Thats fine by me. Fancy meeting at Dalton Lodge? What time? Have you still got my mobile number?


----------



## TTCool (Feb 7, 2005)

mav696 said:


> wallsendmag said:
> 
> 
> > TTCool said:
> ...


Dalton Lodge should be fine for those up that way  Could I meet you all at the Birk Brow, Bank top pull in/car park which is on the A171 Whitby Road, just before the turning to Hutton-le-Hole/Castleton sign?

The weather forecast is good for Sunday. What time do you think you will leave Dalton Lodge/arrive at the Birk Brow car park?

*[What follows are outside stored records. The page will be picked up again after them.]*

PR #4053, opened 2026-09-18
Open BC: fix advection coverage at lateral corners and at internal z splits

### LINKED ISSUE #4052: [Bug]: Open BC advection kernels write corner cell twice when 2 perpendicular faces meet, and use ghost cell to do it
### Summary

Using open boundaries on adjacent sides can lead to values blowing up, especially if there are irregularities (terrain, turbulence) nearby
 A single, minimal call to AdvectionSrcForOpenBC_Tangent_Xmom shows a uniform flow (RHS should be ~0 everywhere) producing unexpected results at the corner, sourced entirely from one irrelevant value in that unfilled ghost cell.
I created a small unit test which should demonstrate the issue and a possible fix.

### Steps to reproduce

to test:
git clone https://github.com/RaymndH/ERF.git
cd ERF && git checkout upstream-openbc-fix
git submodule update --init Submodules/AMReX Submodules/googletest
cmake -S . -B build-unit -DERF_ENABLE_UNIT_TESTS=ON -DERF_ENABLE_MPI=OFF
cmake --build build-unit --target erf_unit_tests -j <N>
./build-unit/Tests/Unit/erf_unit_tests --gtest_filter='MinimalCornerDemo.*'

or

1. Create A 4-cell domain, with x Boundary Condition Open at the high end (i=3).
2. Fill everything real with a normal, uniform flow (u=1 everywhere in-domain) - physically, the RHS should be ~0 everywhere, which it correctly is at the ordinary cell i=1.
3. Leave the single out-of-domain ghost cell (i=4) at some garbage value - I used 1.0e6
4. Call AdvectionSrcForOpenBC_Tangent_Xmom once, on the box that (pre-fix) still includes the corner.
5. Look at the corner cell. I got -2.500005e+11

### Expected behavior

corner cell (i=3) = 0

Every cell's advection RHS, including corner cells where two perpendicular Open boundaries meet, should depend only on valid domain/boundary data — never on an unfilled out-of-domain ghost cell.

### Git commit hash

9929d94a96ba40db3b1640bfc06e679ed72c34e5

### Environment

OS: Linux 5.4.0
Compiler: GCC 13.1.0 (/usr/bin/g++-13)
Build: CMake, ERF_ENABLE_UNIT_TESTS=ON, ERF_ENABLE_MPI=OFF
AMReX submodule: e60cdc187 (tag 26.09)

### Relevant logs or output

```shell
[==========] Running 1 test from 1 test suite.
[----------] Global test environment set-up.
[----------] 1 test from MinimalCornerDemo
[ RUN      ] MinimalCornerDemo.PrintTheCorruptedValue

  ordinary in-domain cell (i=1) RHS: -0
  corner cell            (i=3) RHS: -2.500005e+11
  (uniform u=1 flow -- both 'should' be near zero)

[       OK ] MinimalCornerDemo.PrintTheCorruptedValue (0 ms)
[----------] 1 test from MinimalCornerDemo (0 ms total)
[==========] 1 test from 1 test suite ran. (0 ms total)
[  PASSED  ] 1 test.
```

asalmgren:
Fixes #4052.

Two bugs in which open-boundary cells get the open-BC advection treatment. Both are coverage bugs — which cells each kernel runs on — and both show up as a stencil differencing across an open boundary into an out-of-domain ghost cell that is never filled.

---

## 1. Corners: two kernels write the same cell (#4052)

Where two perpendicular open lateral boundaries meet, the corner cell was written by *both* directions' open-BC advection kernels. Those kernels assign rather than accumulate, so whichever launched last won — and it applied a stencil that differenced across the open boundary it was not treating, reading an unfilled out-of-domain ghost cell. With uniform flow the corner RHS came out ~1e11 instead of ~0, as reported in the issue.

Ownership of each open-boundary cell is now unique:

- A **boundary-normal momentum** owns the corner face in its own direction — that face lies on the open boundary, so the radiation condition is what belongs there — and the perpendicular tangential boxes are trimmed to match.
- **`w` and the cell-centered state** are tangent to every lateral boundary and so have no normal owner at a corner. `OpenBCTangentPatches` enumerates the four edges trimmed clear of the corners, plus the corners themselves tagged with *both* open sides, so the kernel differences across neither open boundary there.

`AdvectionSrcForOpenBC_Tangent_Zmom` and `AdvectionSrcForOpenBC_Tangent_Cons` now take `x_side` and `y_side` (an `OpenSide` enum) in place of a single `dir`. That is what lets a corner use the one-sided open form in both directions at once — the old single-`dir` signature could not express it.

The trim fires only where the box end actually coincides with the domain end. The domain-level open flags by themselves are not a sufficient test: the boxes handed to these routines are per-box or per-tile slabs whose ends usually lie in the interior, and trimming those would drop interior cells from the open-boundary treatment and make the answer depend on the grid decomposition.

## 2. Internal z splits: no kernel writes the face

`AdvectionSrcForMom` rebuilt its own `tbx`/`tby`/`tbz` from the cell-centered box and shrank `tbz` in z **unconditionally**, where the caller (`ERF_SlowRhsPre.cpp`) shrinks only at an end that actually reaches the bottom or top of the domain. For grids A = cells [0,7] and B = [8,15], A's local `tbz` became nodes [1,7] and B's [9,15] — node 8 is dropped by *both*, so no grid gave it open-BC treatment. The caller's `bxz` does include node 8, so the ordinary operator wrote it with the interior stencil, which at a lateral open boundary differences into the unfilled ghost cell. Same failure mode as above, surviving at every internal z split. Same family as #4043, #4044 and #4046.

The fix is simpler than patching the shrink. The open-BC kernels overwrite what the advection operators just wrote, so they must run on exactly the boxes those operators covered — so use the `bxx`/`bxy`/`bxz` already passed in instead of rebuilding them. `bx` becomes unused and is removed from the signature. This also drops a second, benign inconsistency: `surroundingNodes(tilebox)` overlaps at internal *tile* boundaries in x and y where `nodaltilebox` does not. The domain-end shrink moves into `ShrinkZmomBoxAtDomainEnds` so the policy lives in one place and can be tested.

Reviving these faces requires `Omega`, `ax`, `ay`, `az` and `detJ` to be valid one cell further in z at grid edges. That was checked:

- `Omega` — 1 ghost, `FillBoundary` in `ERF_SlowRhsPre.cpp` before the loop (with a comment saying it is exactly for vertical decomposition).
- `ax`, `ay`, `az`, `detJ` — 1 ghost (`ERF_MakeNewArrays.cpp`), `FillBoundary`'d in `make_J` / `make_areas`.
- Momentum arrays — the requirement is not new: `AdvectionSrcForZMom` already runs over the un-shrunk `bxz` with the same `k-1`/`k+1` footprint, so any grid whose `bxz` reaches an internal split already reads them there. The open-BC kernel's footprint is a strict subset.

---

## Files

| File | Change |
| --- | --- |
| `Source/Advection/ERF_Advection.H` | `OpenSide`, `OpenBCPatch`, `TrimOpenBCCorner` / `OpenBCCornerBox` / `OpenBCTangentPatches`, `ShrinkZmomBoxAtDomainEnds` |
| `Source/Advection/ERF_AdvectionSrcForMom.cpp` | normal kernels own the corner faces; tangential boxes trimmed; `w` moves to the patch loop; boxes no longer rebuilt from `bx` |
| `Source/Advection/ERF_AdvectionSrcForOpenBC.cpp` | `_Tangent_Zmom` / `_Tangent_Cons` take `x_side` + `y_side` |
| `Source/Advection/ERF_AdvectionSrcForState.cpp` | state moves to the patch loop |
| `Source/EB/ERF_EBAdvectionSrcForState.cpp` | same, for the EB path |
| `Source/TimeIntegration/ERF_SlowRhsPre.cpp` | uses `ShrinkZmomBoxAtDomainEnds`; drops the `bx` argument |
| `Tests/Unit/Advection/ERF_GTestOpenBCCorners.cpp` | new — corner ownership |
| `Tests/Unit/Advection/ERF_GTestZmomBoxDecomposition.cpp` | new — z-split coverage |

## Testing

`ERF_GTestOpenBCCorners.cpp` checks that the patches cover every open-boundary cell exactly once, that corners carry both sides, that normal and tangential momentum faces stay disjoint, and that all of this is invariant under how the grid is split (five decompositions, including splits in each direction and in all three at once).

`ERF_GTestZmomBoxDecomposition.cpp` checks that the shrink fires only at the domain ends, pins the gap the unconditional shrink leaves across the whole split plane, and checks that every interior w-face is covered for every decomposition.

Verified locally in a Release build with MPI on and the EB sources compiled: full unit suite 600 tests, 597 passed, 3 skipped (the pre-existing opt-in `DumpCurvesForPlotting` / `EvalFromCsv` cases, unrelated).

Scope note: this is box-logic verification plus unit tests. No full open-BC regression case on a z-decomposed grid was run to compare answers end to end.

## Not addressed here

`Source/EB/ERF_EBAdvectionSrcForMom.cpp` has no open-BC handling at all. That is pre-existing and outside the scope of this issue.


RaymndH:
Thank you! Verified locally (GCC 13.1.0, unit tests only, ERF_ENABLE_MPI=OFF): builds clean, full suite 580/580 pass, including all 8 of your new OpenBCCorners/ZmomBoxDecomposition tests.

I've got a couple of mobile numbers. I'll give them a call and see if I can get a couple more TTs. Before I do that, what time are you meeting at Dalton Lodge so as I can tell them. Maybe Marky Mark Mark, RaptureUK, XTR, Andy Yellow.

Joe

PS If you know other people to call, could you please do that. This cruise is very short notice. Andrew


----------



## Wallsendmag (Feb 12, 2004)

1000 at the Dalton lodge


----------



## Ricco (Dec 16, 2007)

This thread is a feckin joke - Wallsendmag u started - what is the deal? - was up 4 a meet - but u is so feckin vague?


----------



## Wallsendmag (Feb 12, 2004)

Ricco said:


> This thread is a feckin joke - Wallsendmag u started - what is the deal? - was up 4 a meet - but u is so feckin vague?


Read the thread we have a meeting point ,we have a route, we have a place for lunch what more do you want ??


----------



## Ricco (Dec 16, 2007)

Put it in Black and White Andrew - u mite get some TTs mate


----------



## Wallsendmag (Feb 12, 2004)

Meet at Dalton lodge for a 1000 set off ,pick up joe at Birk Brow, Bank top pull in/car park and follow him at warp speed to the chippy


----------



## Andy B (Mar 23, 2006)

Sorry can't make this one.


----------



## ResB (Apr 17, 2005)

Joe,

PM sent.

Sorry guyz, I completely forgot and inadvertantly promised my little boy I'd take him swimming in the morning...my complete and utter apologies. 

Just call me a tw#t...


----------



## TTCool (Feb 7, 2005)

ResB said:


> Joe,
> 
> PM sent.
> 
> ...


NO WAY:!: Enjoy the time with your son.

Joe


----------



## TTCool (Feb 7, 2005)

Ricco said:


> This thread is a feckin joke - Wallsendmag u started - what is the deal? - was up 4 a meet - but u is so feckin vague?


Hi Ricco

I understand your frustration. Please meet at the Dalton Lodge at 10 am, on the A19, and I'll join in at the Birk Brow car park on the A171 Whitby Road, about half an hour later. The weather is going to be good and the drive and scenery are great. You'll enjoy the drive for sure and Thompsons has a good reputation. You will experience roads that you will visit again and again in the Summer.

Joe


----------



## TTCool (Feb 7, 2005)

Any more for any more folks. Lovely day, lovely drive. Traditional Chish and Fips 8)

Joe


----------



## TTCool (Feb 7, 2005)

wallsendmag said:


> Meet at Dalton lodge for a 1000 set off ,pick up joe at Birk Brow, Bank top pull in/car park and follow him at warp speed to the chippy


 [smiley=thumbsdown.gif]

Joe


----------



## ResB (Apr 17, 2005)

What time are you expected to be at the Chippy? 11:30ish?


----------



## TTCool (Feb 7, 2005)

ResB said:


> What time are you expected to be at the Chippy? 11:30ish?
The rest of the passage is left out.